Begin at the line containing "PR #10741, opened 2023-07-31" in the entries below and end at the line containing "I also renamed"; transcribe that range exactly and nothing outside it.

*Material to process:*
*-*-*
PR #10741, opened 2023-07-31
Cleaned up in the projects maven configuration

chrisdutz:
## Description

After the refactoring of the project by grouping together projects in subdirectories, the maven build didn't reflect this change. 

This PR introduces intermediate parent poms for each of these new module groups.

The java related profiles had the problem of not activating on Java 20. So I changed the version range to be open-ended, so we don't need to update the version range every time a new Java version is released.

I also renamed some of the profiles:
*-*-*
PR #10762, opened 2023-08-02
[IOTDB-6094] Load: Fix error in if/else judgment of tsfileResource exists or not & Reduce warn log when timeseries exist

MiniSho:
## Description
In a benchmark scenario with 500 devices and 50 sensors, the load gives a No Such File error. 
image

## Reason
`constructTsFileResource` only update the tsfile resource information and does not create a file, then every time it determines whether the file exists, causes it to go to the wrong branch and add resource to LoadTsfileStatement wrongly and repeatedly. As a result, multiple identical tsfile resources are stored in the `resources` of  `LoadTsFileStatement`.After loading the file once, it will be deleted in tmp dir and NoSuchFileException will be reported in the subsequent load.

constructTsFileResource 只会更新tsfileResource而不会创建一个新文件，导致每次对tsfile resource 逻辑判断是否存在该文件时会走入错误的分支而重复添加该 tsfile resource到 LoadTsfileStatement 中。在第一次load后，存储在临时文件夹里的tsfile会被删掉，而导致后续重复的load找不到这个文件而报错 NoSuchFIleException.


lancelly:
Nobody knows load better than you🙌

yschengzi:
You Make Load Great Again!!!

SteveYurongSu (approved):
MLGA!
*-*-*
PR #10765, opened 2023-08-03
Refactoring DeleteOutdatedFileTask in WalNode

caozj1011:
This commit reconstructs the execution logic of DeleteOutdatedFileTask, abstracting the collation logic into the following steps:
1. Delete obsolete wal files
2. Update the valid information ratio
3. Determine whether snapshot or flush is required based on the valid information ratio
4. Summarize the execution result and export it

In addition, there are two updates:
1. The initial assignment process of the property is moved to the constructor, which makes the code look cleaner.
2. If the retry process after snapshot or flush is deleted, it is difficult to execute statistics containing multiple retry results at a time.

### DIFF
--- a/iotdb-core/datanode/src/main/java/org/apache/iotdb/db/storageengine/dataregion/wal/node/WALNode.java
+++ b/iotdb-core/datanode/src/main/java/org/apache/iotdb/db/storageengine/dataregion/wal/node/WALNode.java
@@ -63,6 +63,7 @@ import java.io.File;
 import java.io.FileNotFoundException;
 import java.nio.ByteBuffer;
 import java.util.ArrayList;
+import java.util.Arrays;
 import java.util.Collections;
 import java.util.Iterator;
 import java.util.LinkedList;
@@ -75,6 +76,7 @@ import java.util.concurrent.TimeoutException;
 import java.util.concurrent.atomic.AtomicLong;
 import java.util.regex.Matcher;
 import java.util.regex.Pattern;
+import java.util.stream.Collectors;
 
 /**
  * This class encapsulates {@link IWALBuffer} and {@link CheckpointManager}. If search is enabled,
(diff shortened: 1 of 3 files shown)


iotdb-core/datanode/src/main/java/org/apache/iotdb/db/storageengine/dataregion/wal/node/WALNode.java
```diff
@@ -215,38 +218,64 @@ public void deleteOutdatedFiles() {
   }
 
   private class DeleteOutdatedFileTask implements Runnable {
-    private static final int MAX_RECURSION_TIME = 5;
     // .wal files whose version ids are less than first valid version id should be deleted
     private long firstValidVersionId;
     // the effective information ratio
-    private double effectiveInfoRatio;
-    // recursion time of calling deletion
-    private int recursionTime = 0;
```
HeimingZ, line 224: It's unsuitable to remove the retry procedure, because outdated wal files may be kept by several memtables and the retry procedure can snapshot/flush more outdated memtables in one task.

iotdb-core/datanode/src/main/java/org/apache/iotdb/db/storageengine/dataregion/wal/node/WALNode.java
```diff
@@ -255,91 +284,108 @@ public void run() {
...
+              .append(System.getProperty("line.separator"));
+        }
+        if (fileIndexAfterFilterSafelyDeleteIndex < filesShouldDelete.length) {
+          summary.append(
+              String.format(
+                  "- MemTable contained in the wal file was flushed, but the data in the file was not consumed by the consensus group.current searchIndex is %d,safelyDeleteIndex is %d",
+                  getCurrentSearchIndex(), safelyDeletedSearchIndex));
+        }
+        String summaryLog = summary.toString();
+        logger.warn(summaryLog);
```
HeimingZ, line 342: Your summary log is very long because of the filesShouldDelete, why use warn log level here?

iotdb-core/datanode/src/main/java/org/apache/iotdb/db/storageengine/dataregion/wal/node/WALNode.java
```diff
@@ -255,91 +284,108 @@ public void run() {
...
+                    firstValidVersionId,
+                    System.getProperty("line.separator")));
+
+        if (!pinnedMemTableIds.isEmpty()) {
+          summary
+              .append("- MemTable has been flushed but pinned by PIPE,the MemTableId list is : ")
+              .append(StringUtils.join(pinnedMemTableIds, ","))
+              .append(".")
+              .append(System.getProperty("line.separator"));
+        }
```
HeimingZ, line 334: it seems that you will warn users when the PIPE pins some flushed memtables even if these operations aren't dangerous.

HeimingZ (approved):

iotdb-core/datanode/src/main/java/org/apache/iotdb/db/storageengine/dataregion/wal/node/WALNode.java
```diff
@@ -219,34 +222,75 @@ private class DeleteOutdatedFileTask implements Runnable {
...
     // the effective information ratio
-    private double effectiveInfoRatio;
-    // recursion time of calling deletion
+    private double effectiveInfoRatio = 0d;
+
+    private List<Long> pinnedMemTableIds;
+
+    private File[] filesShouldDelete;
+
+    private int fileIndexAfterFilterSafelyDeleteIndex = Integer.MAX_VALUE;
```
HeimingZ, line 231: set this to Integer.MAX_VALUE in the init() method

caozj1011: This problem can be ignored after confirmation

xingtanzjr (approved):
*-*-*
*Written response:*
PR #10741, opened 2023-07-31
Cleaned up in the projects maven configuration

chrisdutz:
## Description

After the refactoring of the project by grouping together projects in subdirectories, the maven build didn't reflect this change. 

This PR introduces intermediate parent poms for each of these new module groups.

The java related profiles had the problem of not activating on Java 20. So I changed the version range to be open-ended, so we don't need to update the version range every time a new Java version is released.

I also renamed some of the profiles:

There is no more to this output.